Non-terminal symbols are one of the essential components of formal grammars in language generation. They represent abstract symbols that can be further expanded into sequences of terminal and/or non-terminal symbols. Think of them like place-holders or variables:

• Start Symbol (S): This is where the generation begins and serves as the primary non-terminal from which production applies.
• Helper Symbol (A): This is an additional non-terminal symbol that helps to form the language.

Non-terminal symbols are crucial because they define the structure of the language. They help ensure that the language can be described in a concise manner. In our exercise, we use two non-terminal symbols, S and A. S serves as the starting point, while A helps generate even repeats of 1, allowing the language to form sequences like 11, 1111, and so on.

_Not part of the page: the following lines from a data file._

PR #587, opened 2019-08-06
Implement payload creation and parser for tokens minting

thebevrishot:
close https://github.com/zcoinofficial/zcoin/issues/583

### DIFF
--- a/src/exodus/tx.cpp
+++ b/src/exodus/tx.cpp
@@ -172,6 +172,9 @@ bool CMPTransaction::interpret_Transaction()
         case EXODUS_TYPE_CREATE_DENOMINATION:
             return interpret_CreateDenomination();
 
+        case EXODUS_TYPE_SIGMA_SIMPLE_MINT:
+            return interpret_SimpleMint();
+
         case EXODUS_MESSAGE_TYPE_DEACTIVATION:
             return interpret_Deactivation();
 
@@ -821,7 +824,7 @@ bool CMPTransaction::interpret_CreateDenomination()
 }
 
 /** Tx 1026 */
-bool CMPTransaction::interpret_CreateSimple()
+bool CMPTransaction::interpret_SimpleMint()
 {
     constexpr size_t exodusMintSize = 35;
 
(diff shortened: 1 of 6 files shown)


src/exodus/tx.h
```diff
@@ -216,6 +218,9 @@ class CMPTransaction
     unsigned int getIndexInBlock() const { return tx_idx; }
     uint32_t getDistributionProperty() const { return distribution_property; }
 
+    /** Sigma */
+    std::vector<std::pair<uint8_t, exodus::SigmaPublicKey>> getMints() const { return mints; }
```
ultimaweapon: We should return const reference instead.

src/exodus/tx.cpp
```diff
@@ -820,6 +820,44 @@ bool CMPTransaction::interpret_CreateDenomination()
...
+        SER_NETWORK, CLIENT_VERSION
+    );
+
+    for (auto &mint : mints) {
+        deserialized >> mint;
+    }
+
+    if ((!rpcOnly && exodus_debug_packets) || exodus_debug_packets_readonly) {
+        PrintToLog("\t        property: %d (%s)\n", property, strMPProperty(property));
+        PrintToLog("\t           mints: %d\n", mints.size());
```
ultimaweapon: I think we should also show all minted denomination too.

src/exodus/tx.h
```diff
@@ -315,6 +315,8 @@ class CMPTransaction
         if (block != other.block) return block > other.block;
         return tx_idx > other.tx_idx;
     }
+
+    boost::signals2::signal<void (CMPTransaction* const)> NotifyProcessedTransaction;
```
ultimaweapon: This is not right due to it is impossible for subscriber to subscribe all `CMPTransaction`. We should move this to `exodus` namespace and make it global.

src/exodus/tx.cpp
```diff
@@ -37,6 +37,11 @@ using boost::algorithm::token_compress_on;
 
 using namespace exodus;
 
+namespace exodus
+{
+boost::signals2::signal<void (CMPTransaction* const)> NotifyProcessedTransaction;
```
ultimaweapon: This is not right. What it mean is _A pointer to non-const CMPTransaction with argument as const_. It should be `CMPTransaction const *` instead.

src/exodus/tx.h
```diff
@@ -315,12 +315,14 @@ class CMPTransaction
...
-
-    boost::signals2::signal<void (CMPTransaction* const)> NotifyProcessedTransaction;
 };
 
 /** Parses a transaction and populates the CMPTransaction object. */
 int ParseTransaction(const CTransaction& tx, int nBlock, unsigned int idx, CMPTransaction& mptx, unsigned int nTime=0);
 
+namespace exodus
+{
+extern boost::signals2::signal<void (CMPTransaction* const)> NotifyProcessedTransaction;
```
ultimaweapon: Same here.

Production rules are transformative guidelines that define how non-terminal symbols evolve into terminal symbols or sequences thereof. They play a crucial role in grammar by guiding the conversion of abstract symbols into tangible strings:

• S → 1A: This rule specifies that whenever the start symbol S is encountered, it should be transformed into a terminal symbol 1 followed by non-terminal A.
• A → 1S | ε: A transforms into either 1 followed by S, or it can be replaced by ε (epsilon), representing an empty string, which is useful for ending the production sequence.

These production rules collaboratively work to generate the desired sequences. They ensure that every string in the language alternates between using 1's and repeating this process, creating language strings such as 1, 11, 1111, etc.

Discrete mathematics provides a backbone for understanding structures like formal grammars. It deals with distinct, separated values which is ideal for analyzing and designing computer algorithms and programming languages:

• Formal Grammars: These are a part of discrete mathematics that governs the syntax of languages, especially in computers and linguistic theories.
• Symbolic Representation: The use of symbols (like S, A, 0, and 1) to represent operations and entities in a precise and abstract manner.
• Sets and Sequences: Understanding how sets of symbols can come together under specific rules to form sequences (like the language in our solution).

Discrete mathematics aids in conceptualizing algorithms and parsing processes, ensuring that structured approaches like formal grammars are efficiently implemented in computational tasks. These principles allow programmers and mathematicians to build and reason about languages systematically.